Number of Significant DE Genes: This is influenced by both the magnitude of treatment effects (fold changes) and the dispersion. Higher dispersion (more within-group variability) typically leads to fewer DE genes because p-values are inflated (harder to achieve significance). Conversely, strong separation between groups often correlates with more DE genes, as it implies consistent, large fold changes across many genes.
Degree of Separation: This reflects between-group vs. within-group variance. If treatment causes strong, consistent shifts in expression, you'll see greater separation (e.g., in MDS/PCA). In breed A with greater dissimilarity than breed B:
- You might expect more sig DE genes in A, assuming the separation is driven by true biological differences (not noise).
- But dispersion could be lower in A if the within-group replicates are tight (low noise), enabling more DE detection. High dispersion in B could mask DE, leading to less separation and fewer DE genes.

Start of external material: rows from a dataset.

PR #1524, opened 2025-05-25
fix(backend): error Sieve: Invalid config host

Shadow243:
Screenshot 2025-05-26 at 01 31 20

### DIFF
--- a/modules/sievefilters/site.js
+++ b/modules/sievefilters/site.js
@@ -1007,7 +1007,7 @@ function get_list_block_sieve() {
     sessionStorage.removeItem('list_blocked');
     let detail = Hm_Utils.parse_folder_path(hm_list_path());
     let list_blocked_senders = [];
-    if (getPageNameParam() == 'message_list') {
+    if (getPageNameParam() == 'message_list' && detail !== false) {
         Hm_Ajax.request(
             [
                 { name: 'hm_ajax_hook', value: 'ajax_list_block_sieve' },


modules/sievefilters/site.js
```diff
@@ -1007,7 +1007,7 @@ function get_list_block_sieve() {
     sessionStorage.removeItem('list_blocked');
     let detail = Hm_Utils.parse_folder_path(hm_list_path());
     let list_blocked_senders = [];
-    if (getPageNameParam() == 'message_list') {
+    if (getPageNameParam() == 'message_list' && detail !== false) {
```
kroky, line 1010: Why would detail be false? Isn't this a problem of calling get_list_block_sieve on an incorrect place where imap folder has not been chosen? In that case, maybe a user error occurred and a special error msg should be displayed instead of silently ignoring?

Shadow243: The issue is with this line: let detail = Hm_Utils.parse_folder_path(hm_list_path());.
It only works if we pass a parameter like: `list_path=imap_xxxxx_xxxx`, for example:
`http://cypht.test/?page=message_list&list_path=imap_xxxxx_xxxx`.
Otherwise, it returns false.

In this context, if I’m just on:
`http://cypht.test/?page=message_list` (like when I click on unread in the main menu), it returns false because no parameter is passed.

But if I go through the menu 
Screenshot 2025-05-26 at 14 57 56
, I get a valid result because the IMAP server is known.

PR #1527, opened 2025-05-28
fix(backend): crash when messages key is null in IMAP result

Shadow243:
Screenshot 2025-05-28 at 04 57 12


kroky:
I am doing a major refactoring of this code in another PR and this will be gone, so no need to merge now.

PR #1528, opened 2025-05-28
feat(frontend/backend): add snooze functionality toggle

DKing2222:
Related [task ](https://avan.tech/item128981#threadId89840)
## 🍰 Pullrequest
This PR adds a toggle to enable or disable the Snooze functionality in the settings page. By default, the Snooze functionality is disabled.

### Changes
- Added `enable_snooze` setting in `modules/imap/output_modules.php`.
- Updated `modules/imap/setup.php` to register the handler and output module.
- Modified `modules/core/output_modules.php` to conditionally display the Snoozed folder.
- Default value for `enable_snooze` set to `false` in `config/app.php`.


kroky:
Besides the UI we also need to disable checking for snoozed messages if the setting is off - this is what is really making the current implementation unscalable and very slow - it checks for snoozed messages on almost every request for every defined imap server.

kroky:
@DKing2222 are you actively working here? I want to polish this one and merge soon as an effort to stabilize master branch and make it run smoothly, so we can release 2.5 and tag Tiki to use it. I can wait a couple more days but if you are busy elsewhere, I can polish this and merge.

DKing2222:
@kroky . Yes, I’m actively working on it. I’ll push my updates very soon.

modules/imap/output_modules.php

- It's not a direct causal link—high dispersion can sometimes coincide with strong effects if the variability is biologically meaningful, but generally, low dispersion + high separation = more DE genes.
In short: Greater separation often aligns with more DE genes and potentially lower dispersion (better signal-to-noise). Check this in your data by comparing edgeR's common.dispersion from each breed's GLM fit against your DE counts and divergence metrics. If you fit a full model across all breeds (with interaction terms like ~ Breed * Status), you can even test for breed-specific dispersions using quasi-likelihood F-tests in edgeR.
If that doesn't match your data, there could be other factors like batch effects or outliers—always worth checking with boxplots of dispersions or QQ plots.
Let me know if you need code tweaks or more details on implementing this. I've handled similar multi-group RNA-seq designs in pharma projects, so feel free to share more specifics.
Kevin
Hello friend, I do love Euclidean Distance --my favourite distance metric--- but I may not have time to respond - my sincere apologies. Working 10+ hour days here.